» **What you will do**
Only the lines below between the ones containing "The **named** spelling" and "since fixed by", inclusive, are to be reproduced, each exactly as it stands.

........

Issue #7879, opened 2026-09-11
A sigilless parameter of an ANONYMOUS sub is not captured by a nested Proxy STORE closure


tokuhirom:
## Symptom

A sigilless parameter (`\obj`) of an **anonymous** `sub ... is rw { ... }` that is
bound to a scalar is not visible inside a `Proxy` `STORE` closure created in that
sub's body: the name falls back to bareword-as-its-own-name, so `obj` reads back
as the string `"obj"`.

The same code with a **named** `sub f(\obj, \key) is rw { ... }` works, and so does
the `FETCH` side of the very same Proxy — only the `STORE` closure of an anonymous
sub loses the capture.

## Minimal repro

```raku
my $out = "";
my $f = sub (\obj, \key) is rw {
    Proxy.new(FETCH => { "f" }, STORE => -> $, $v { $out = "s:" ~ obj ~ ":" ~ key })
};
($f("OBJ","KEY")) = "V";
say $out;
```

| | output |
|---|---|
| `raku` (2026.07) | `s:OBJ:KEY` |
| `mutsu` (12d29a1 + the QuantHash-subclass branch) | `s:obj:key` |

Both sides agree when the sub is named:

```raku
sub f(\obj, \key) is rw {
    Proxy.new(FETCH => { "f" }, STORE => -> $, $v { $out = "s:" ~ obj ~ ":" ~ key })
}
(f("OBJ","KEY")) = "V";   # mutsu: s:OBJ:KEY  — correct
```

and when the parameters are `$`-sigiled:

```raku
my $f = sub ($obj, $key) is rw {
    Proxy.new(FETCH => { "f" }, STORE => -> $, $v { $out = "s:" ~ $obj ~ ":" ~ $key })
};
# mutsu: s:OBJ:KEY — correct
```

## Where it hurts

Found while making the `AccountableBagHash` distribution's suite pass. The
`nextcallee` base candidate for a container subclass's `AT-KEY`
(`src/runtime/container_element_proxy.rs`) is exactly this shape — a `Proxy`
built inside an anonymous `is rw` sub — and had to use `$`-sigiled parameters to
step around the bug. It should be able to use the sigilless spelling Rakudo's
own `Baggy::AT-KEY` uses.

## Suspected area

The closure free-var / capture analysis for sigilless names
(`crate::env::is_plain_user_lexical` gates several capture paths on a sigil), in
combination with the anonymous-sub compile path and the Proxy `STORE` invocation
[...]

PR #7926, opened 2026-09-11
fix: keep `is raw` on an anonymous sub

tokuhirom:
`is raw` on an **anonymous** sub was parsed and then thrown away:

```raku
my $store = 0;
my $f = sub () is raw {
    Proxy.new(FETCH => { $store }, STORE => -> $, $v { $store = $v })
};
($f()) = 7;
say $store;
```

| | output |
|---|---|
| `raku` 2026.07 | `7` |
| `mutsu` (before) | `Cannot modify an immutable value (sub is not rw)` |

The **named** spelling (`sub f() is raw { ... }`) worked, and so did `is rw` in
either spelling — which is what kept this hidden.

## Root cause

`SubTraits` had already parsed the trait; it had nowhere to go.
`Expr::AnonSub` and `Expr::AnonSubParams` — the two nodes every closure literal
lands on — carried only `is_rw`, so the anon-sub parser wrote
`is_rw: traits.is_rw` and dropped `traits.is_raw` on the floor. The pooled
`Stmt::SubDecl` the compiler then built hardcoded `is_raw: false`, and the
`SubData` the VM made from it therefore never reached the rw-capability oracle
(`is_rw || is_raw || a return-rw in the body`) that
`assign_callable_lvalue_with_values` consults before writing through a routine's
returned container.

Both AST nodes carry `is_raw` now, the parser records it, and the compiler
threads it into the pooled declaration and into `compile_routine_closure_body`'s
rw-tail decision, exactly as it already did for `is_rw`. The bulk of the diff is
the ~50 other construction sites, which are synthesized closures and pass
`false`; the three that destructure-and-rebuild an anonymous sub (the unary-wrap
helper, the invocant-alias binder, the proto-dispatch rewriter) carry the flag
through, as does the lift of one candidate out of an anonymous `multi sub`.

## Why now: the prelude was carrying two workarounds

`runtime/container_element_proxy.rs` is the native `AT-KEY` base candidate that
`nextcallee` hands a container subclass's own override (#7895). It is supposed to
be spelled the way Rakudo spells `Baggy::AT-KEY`, but it had to dodge this bug
*and* #7879 (sigilless captures in a `Proxy` STORE closure, since fixed by
#7911), so it used `$`-sigiled parameters and `is rw`. Both workarounds are gone:

```raku
sub (\obj, \key) is raw {
    Proxy.new(
        FETCH => { obj.__mutsu_container_at_key(key) },
        STORE => -> $, \value { obj.__mutsu_container_assign_key(key, value) }
    )
}
```

A prelude that diverges from the upstream spelling is a small private dialect of
exactly the kind BATTERIES.md §1 warns about — every divergence is a place where
mutsu's behaviour can drift from rakudo's without a test noticing. Keeping this
one honest cost one real compatibility fix.

## Tests

`t/routines/closure/anon-sub-raw-lvalue-return.t` (7 assertions, all verified to
pass under `raku` as well as mutsu): the named/anonymous × `is raw`/`is rw`
matrix, the sigilless-parameter capture through a `Proxy` STORE, and the
negative case that an anonymous sub with **neither** trait still refuses the
write (the fix must not make every anonymous sub rw-capable).

One spelling is deliberately *not* pinned: `sub is raw { ... }` with no
signature. mutsu accepts it, but rakudo parses `is` as the routine's name and
rejects the block, so there is no correct behaviour to assert.

`make test`, `make lint` and `make roast` are all green locally, apart from the
three container artifacts `docs/agent-environments.md` lists
(`6.c/S32-io/file-tests.t` and `S16-filehandles/filetest.t` run as uid 0;
`S32-io/IO-Socket-Async.t` needs network). `AccountableBagHash`'s suite is still
16/16 on the reworded prelude.

https://claude.ai/code/session_01R4XEqYhaYfKvEv2ZeCfGKe

---
_Generated by [Claude Code](https://claude.ai/code/session_01R4XEqYhaYfKvEv2ZeCfGKe)_


tokuhirom:
`gc-stress` went red on `roast/S17-procasync/kill.t` (`Failed 1/8 subtests`,
exit 1). This is not this PR's failure, and there is no fix to port — it is an
unquarantined non-deterministic test.

**Why it is not this PR's.** The diff adds an `is_raw` field to the two
anonymous-sub AST nodes and rewords the `container_element_proxy` prelude.
`kill.t` contains no `is raw`, no anonymous-sub lvalue return, no QuantHash, and
no `AT-KEY`/`nextcallee` — grepping it for any of those is zero hits — so
neither changed path is on its execution path at all. `test`, `lint-configs`
and `wasm-e2e` are all green on this same head.

**Measured, not assumed.** Under the exact `gc-stress` environment
(`MUTSU_GC=on MUTSU_GC_EVERY_CANDIDATE=1024 MUTSU_GC_VERIFY=1
MUTSU_ROAST_TIMEOUT_SCALE=2`) on a release build of this branch, the file failed
**1 of 61 runs** (8 + 12 + 40 in three batches) on an otherwise idle box. A CI
runner under load is exactly where a rate like that turns into an occasional red
job. `make roast` on this branch was green locally before the PR was opened.

**Not the first time.** The same file failed once on #7895's first CI run (in
the `test` job, subtest 7 — `.kill kills when multi-procs kill in multi-promises`)
and passed on the re-run there. That was a completely unrelated diff.

It is *not* in `flaky-tests.txt`, so neither runner retries it automatically.
Filed as #7927 with the measurement, rather than quarantining it from inside
this PR.

I have re-run the failed job — that is the one re-run the drive-to-green rules
allow. A second failure will be treated as real.

---

tokuhirom:
Correction to the comment above: the `kill.t` flake is filed as **#7929**, not
#7927 (I wrote the number before the issue was created). Everything else in that
comment stands.

---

........

» **Response box**
The **named** spelling (`sub f() is raw { ... }`) worked, and so did `is rw` in
either spelling — which is what kept this hidden.

## Root cause

`SubTraits` had already parsed the trait; it had nowhere to go.
`Expr::AnonSub` and `Expr::AnonSubParams` — the two nodes every closure literal
lands on — carried only `is_rw`, so the anon-sub parser wrote
`is_rw: traits.is_rw` and dropped `traits.is_raw` on the floor. The pooled
`Stmt::SubDecl` the compiler then built hardcoded `is_raw: false`, and the
`SubData` the VM made from it therefore never reached the rw-capability oracle
(`is_rw || is_raw || a return-rw in the body`) that
`assign_callable_lvalue_with_values` consults before writing through a routine's
returned container.

Both AST nodes carry `is_raw` now, the parser records it, and the compiler
threads it into the pooled declaration and into `compile_routine_closure_body`'s
rw-tail decision, exactly as it already did for `is_rw`. The bulk of the diff is
the ~50 other construction sites, which are synthesized closures and pass
`false`; the three that destructure-and-rebuild an anonymous sub (the unary-wrap
helper, the invocant-alias binder, the proto-dispatch rewriter) carry the flag
through, as does the lift of one candidate out of an anonymous `multi sub`.

## Why now: the prelude was carrying two workarounds

`runtime/container_element_proxy.rs` is the native `AT-KEY` base candidate that
`nextcallee` hands a container subclass's own override (#7895). It is supposed to
be spelled the way Rakudo spells `Baggy::AT-KEY`, but it had to dodge this bug
*and* #7879 (sigilless captures in a `Proxy` STORE closure, since fixed by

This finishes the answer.